Community Financial System, Inc.
Extract: Bylaws Amended/Restated (Plain English Desc) from a 8-K on 05/16/2024   Download
SEC Document
SEC Filing

On May 15, 2024, Community Bank System, Inc. (the “Company”) changed its corporate name to Community Financial System, Inc., pursuant to an Amended and Restated Certificate of Incorporation filed with the Delaware Secretary of State on May 15, 2024 (the “Name Change”). The Name Change does not affect the rights of the Company’s shareholders and pursuant to Delaware law, a shareholder vote was not necessary to effectuate the Name Change.
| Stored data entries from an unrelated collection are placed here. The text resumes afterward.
PR #1729, opened 2026-06-07
fix: restart RX through the real consumer after TX, not a no-op (MOR-506)

morozsm:
## Summary
Fixes a latent **Icom-only** bug: on IC-7610 (and other CI-V backends routed through the web `RadioPoller`), browser RX audio dies after the first transmit.

### Root cause
The radio can't full-duplex, so `RadioPoller` restarts RX on the TX→RX transition (`case PttOff()`). The old code restarted it with a throwaway `async def _noop_rx(_pkt): pass` passed to `radio.start_audio_rx_opus(...)`, which stores into a **single-slot** `_opus_rx_user_callback` — clobbering the real consumer (`AudioBus._on_opus_packet`) registered by `AudioBus._start_rx`. After that, frames route into the no-op → silence (and on no-subscriber cycles it even spun a phantom RX stream while `_rx_active` stayed `False`).

### Fix (3 files, +174/-14)
- `audio/bus.py`: new `AudioBus.restart_rx()` — reinstalls the bus's own `_on_opus_packet` via `start_audio_rx_opus`, under the same `_lock` as the rest of the RX lifecycle; **no-op when there are no subscribers** (nothing is listening, so re-issuing the protocol RX-start would only feed a phantom loop).
- `web/radio_poller.py`: `case PttOff()` now `await radio.audio_bus.restart_rx()` instead of installing `_noop_rx`. Keeps the web layer out of radio-private `_opus_rx_user_callback`.
- `tests/test_audio_rx_tx_transition.py`: end-to-end real-`AudioBus` clobber regression test + 3 stale mock assertions corrected (they had encoded the buggy no-op path).

### Tests
The regression test drives a real `AudioBus` + a fake radio with faithful single-slot RX semantics through `RadioPoller._execute(PttOn())` → `_execute(PttOff())` and asserts the bus subscriber still receives the post-TX frame. Verified it **FAILS on `origin/main`** (`QueueEmpty` + `_noop_rx was never awaited`) and **passes on the fix**.

### Gate
- `pytest --ignore=tests/integration` → 7257 passed, 0 failures
- `mypy src/` → 20 baseline errors, 0 new (none in changed files)
- `lint-imports` → 4 kept, 0 broken (web→runtime→audio clean)

### Independent review
Implementer ≠ reviewer. Independent reviewer ran old-code falsification (4 tests fail on `origin/main`, all 7 pass on fix), confirmed the no-subscribers edge is SAFE (strictly better than the old phantom-stream behavior), no double-start/lock-reentrancy/layering issues, Yaesu path inert → **Agent Review: PASS**.

### Scope / deferred
- Yaesu (FTX-1) is unaffected — it uses its own poller, never `RadioPoller`.
- Live IC-7610 confirmation (transmit, verify browser RX resumes after PTT-off) is deferred until hardware.
- Known cosmetic follow-up: on the IC-7610 LAN stream the re-arm logs a swallowed "failed to re-arm RX" (the LAN rx_loop isn't torn down during TX, so `start_rx` raises `RuntimeError(RECEIVING)` — harmless; the callback is reinstated before the raise, so audio resumes). Could be demoted to debug-level later.

### DIFF
--- a/src/rigplane/audio/bus.py
+++ b/src/rigplane/audio/bus.py
@@ -318,6 +318,27 @@ class AudioBus:
         except Exception:
             logger.exception("audio-bus: failed to start RX")
 
+    async def restart_rx(self) -> None:
+        """Re-establish RX on the radio using the bus's own callback.
+
+        Used after a half-duplex TX cycle (e.g. the web poller's PTT-off
+        transition on Icom CI-V backends): the radio's single-slot RX
+        callback must be restored to :meth:`_on_opus_packet` so subscribers
+        keep receiving frames. No-op when the bus has no active subscribers.
+        """
+        async with self._lock:
+            if not self._subscribers:
+                return
+            try:
+                await self._radio.start_audio_rx_opus(
+                    self._on_opus_packet,
+                    jitter_depth=self._jitter_depth,
+                )
+                self._rx_active = True
+                logger.info("audio-bus: RX re-armed after TX")
+            except Exception:
+                logger.exception("audio-bus: failed to re-arm RX")
+
     async def _stop_rx(self) -> None:
         """Stop receiving audio from the radio."""
         if not self._rx_active:
--- a/src/rigplane/web/radio_poller.py
+++ b/src/rigplane/web/radio_poller.py
@@ -1192,11 +1192,12 @@ class RadioPoller:
                             await radio.stop_audio_tx_opus()
                         logger.info("poller: TX audio stream stopped")
 
-                        # Restart RX audio after TX (IC-7610 doesn't support full duplex)
-                        async def _noop_rx(_pkt: Any) -> None:
-                            pass
-
-                        await radio.start_audio_rx_opus(_noop_rx)
+                        # Restart RX audio after TX (IC-7610 doesn't support
+                        # full duplex). Re-arm through the AudioBus so the
+                        # real subscriber callback is reinstated rather than a
+                        # throwaway no-op clobbering the single-slot RX callback
+                        # (MOR-506).
+                        await radio.audio_bus.restart_rx()
                         logger.info("poller: RX audio stream restarted")
                     except Exception as e:
                         logger.debug("poller: audio stream transition failed: %s", e)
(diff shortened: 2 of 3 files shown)


morozsm:
**Agent Review: PASS**

**Old-code falsification (key evidence tests are real):** reverted ONLY `audio/bus.py` + `web/radio_poller.py` to `origin/main` (kept new tests), ran `tests/test_audio_rx_tx_transition.py` → **4 failed, 3 passed**:
- `test_ptt_off_does_not_clobber_audio_bus_subscriber` (the real end-to-end regression) → `QueueEmpty` at the post-TX frame assertion + `RuntimeWarning: coroutine '_noop_rx' was never awaited`
- `test_ptt_off_restarts_rx_audio`, `test_ptt_cycle_full_sequence`, `test_multiple_ptt_cycles` → old code never calls `audio_bus.restart_rx`
After restore → all 7 pass.

**NO-SUBSCRIBERS edge → SAFE.** Traced every RX-stream consumer reachable via `RadioPoller.PttOff`: browser RX (`handlers/audio.py:451`) and BlackHole bridge (`audio/bridge.py:475`) are both bus subscribers; the only non-bus `start_audio_rx_opus` callers (`cli/__init__.py`, `runtime/sync.py`) don't route through `RadioPoller` (web-only). So when `_subscribers` is empty nothing is listening, and the old `_noop_rx` path was strictly worse (started a phantom RX stream into a no-op while `_rx_active` stayed `False`). New skip is safer, not a regression.

**Other angles clear:** `_rx_active` set True only on success under `_lock` (no orphaned loop); no lock re-entrancy (PttOff isn't inside a bus lock); Yaesu inert (own poller); diff exactly 3 files, +174/-14, no scope creep.

**Full gate (verbatim):**
- `pytest --ignore=tests/integration` → 7257 passed, 9 skipped, 11 xfailed, 1 xpassed, 0 failed
- `ruff check` → All checks passed! · `ruff format --check` → 545 files already formatted
- `mypy src/` → 20 baseline, 0 new (none in bus.py)

Non-blocking: cosmetic "failed to re-arm RX" log on the IC-7610 LAN PTT cycle (callback reinstated before the swallowed RuntimeError → audio resumes). Live IC-7610 re-validation deferred.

The Company’s ticker symbol will not change and its common stock will start trading on the New York Stock Exchange as Community Financial System, Inc. on May 24, 2024.

 

With respect to the amendments to the Certificate of Incorporation, the Amended and Restated Certificate of Incorporation changed the Company’s corporate name from Community Bank System, Inc. to Community Financial System, Inc. and updated the address for the Company’s registered agent in Delaware.

 

In addition, the Board of Directors of the Company (the “Board”) amended and restated the Company’s Amended and Restated Bylaws, effective as of the filing of the Amended and Restated Certificate of Incorporation, to reflect the Name Change and make certain other updates. Among other changes, the Amended and Restated Bylaws (i) updated the procedures and information requirements relative to the nomination of persons for election to the Board by the Company’s shareholders, including to address matters relating to the universal proxy rules set forth in Rule 14a-19 under the Securities Exchange Act of 1934, as amended, (ii) modified the provision regarding the availability of the Company’s shareholder list to reflect updates to the General Corporation Law of the State of Delaware (“DGCL”), and (iii) added an emergency bylaw provision to provide for altered procedures in the event of certain emergencies, in accordance with recent updates to the DGCL.